Bang! NOVA Explores Fireworks Tonight

Remember that scene towards the end of the Clark Gable and Sophia Loren film It Started in Naples when Gable’s character (Michael Hamilton) and Marietto Angeletti‘s character (Nando)shoot off all those fireworks on the pier in Capri? Angeletti’s character Nando is just a young boy, and you’re thinking, “that doesn’t look too safe for the kid.” But since Nando stole Michael’s Zippo earlier and was the only one with a lighter, it makes sense. Sort of. Anyway, if you don’t remember this scene, or this movie, it’s okay. It’s really not that good. But my point is … Fireworks are dangerous! NOVA, tonight at 7 p.m. Central on NPT and PBS stations nationwide, knows this, but also knows that they can beautiful, powerful and alluring.

Just in time for Friday’s Independence Day celebration, NOVA Fireworks! looks at the colorful history of pyrotechnics and reveals the chemical secrets that put the bang in the rocket and the fizz in the Roman candle. “Fireworks!” introduces a gallery of firework creators and pyromaniacs, and reveals how hi-tech firing systems are transforming public displays into a dazzling, split-second science.

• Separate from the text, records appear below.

PR #2120, opened 2026-06-09
Added "show hover text" config thing instead of help button on panels

SnailPerson:
@DonBruce64 
As suggested, instead of having the toggle for the hover text on the panel, it instead is a client config option


mcinterfaceforge1122/src/main/resources/assets/mts/recipes/charger.json
```diff
@@ -26,4 +26,4 @@
     "result": {
         "item": "mts:mts.charger"
     }
-}
\ No newline at end of file
+}
```
DonBruce64, line 29: I don't think there was a change here?  I think you wanna delete this from the commit.

DonBruce64 (changes requested):

mcinterfaceforge1122/src/main/resources/assets/mts/recipes/charger.json
SnailPerson: @DonBruce64 you can merge, i always pick a random file im which i add a space and delete it again. That way. Github creates a new branch for me to work in for a PR.

DonBruce64: That makes for bad change tracking.  I would request in the future you pick a file that you know you want to work in first.

SnailPerson: fair portion

PR #2268, opened 2015-08-12
added attribs to SSL_SESSION, SSL_SESSION_print. CIPHER_description

MiWCryptAnalytics:
For a project I am working on I need some session reflection directly from python. This change adds the required openssl SSL_SESSION struct attributes and functions within OpenSSL API

Additionally being able to query the TLS CipherSuite components used in a particular session with the CIPHER_description command lets us see what cipher mode we are operating in, Kx, etc.

### DIFF
--- a/src/_cffi_src/openssl/ssl.py
+++ b/src/_cffi_src/openssl/ssl.py
@@ -130,8 +130,17 @@ typedef ... SSL_METHOD;
 typedef ... SSL_CTX;
 
 typedef struct {
+    unsigned int key_arg_length;
+    unsigned char key_arg[...];
     int master_key_length;
     unsigned char master_key[...];
+    unsigned int session_id_length;
+    unsigned char session_id[...];
+    unsigned int sid_ctx_length;
+    unsigned char sid_ctx[...];
+    unsigned char *tlsext_tick;
+    size_t tlsext_ticklen;
+    long tlsext_tick_lifetime_hint;
     ...;
 } SSL_SESSION;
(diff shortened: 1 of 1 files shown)


alex:
Jenkins, ok to test.

MiWCryptAnalytics:
Hey thats some mighty fine tests you got there -- 
this breaks the build with libressl and centos5 (openssl 0.9.8)
I'll investigate now. Its possibly to do with function definition changes

It will be good come December this year when openssl 0.9.8 is out of support!

MiWCryptAnalytics:
centos 5 / rhel 5 uses a backported openssl 0.9.8e that does not contain TLS Extensions support. :-(

reaperhulk:
@MiWCryptAnalytics I think we can handle this but it's annoyingly complex. We'll need to add some C functions in CUSTOMIZATIONS that take an SSL_SESSION struct, dereference, and return the value you want (something like `Cryptography_get0_tlsext_hostname`, etc). We can then make those conditional bindings by adding a `Cryptography_HAS_TLSEXT_FIELDS` and stripping the functions on OpenSSLs that don't support it.

If you'd like, I can take over this PR to accomplish this as it requires relatively deep knowledge of the vagaries of our build process.

MiWCryptAnalytics:
@reaperhulk yes please :-) supporting openssl 0.9.8e is a nightmare, i wish you luck!

alex:
This was merged in #2282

The show’s companion website also has plenty of great resources, like “Name That Shell,” where you can watch video clips of fireworks bursting in air and test your knowledge of chrysanthemums, peonies, roman candles and palm trees; “Anatomy of a Firework,” where you can look at a firework from a pyrotechnician’s point of view, seeing a successful lift charge, black powder mix, time-delay fuse, bursting charge, and other essential ingredients; “Pyrotechnically Speaking,” where Dr. John Conkling, adjunct professor of chemistry at Washington College and former executive director of the American Pyrotechnics Association, describes what it is about fireworks that gets him, well, all fired up; and “On Fire (Hot Science),” a virtual laboratory where you can explore the basics of combustion, including how a fire ignites, what a flame is made of, and how burning molecules rearrange themselves.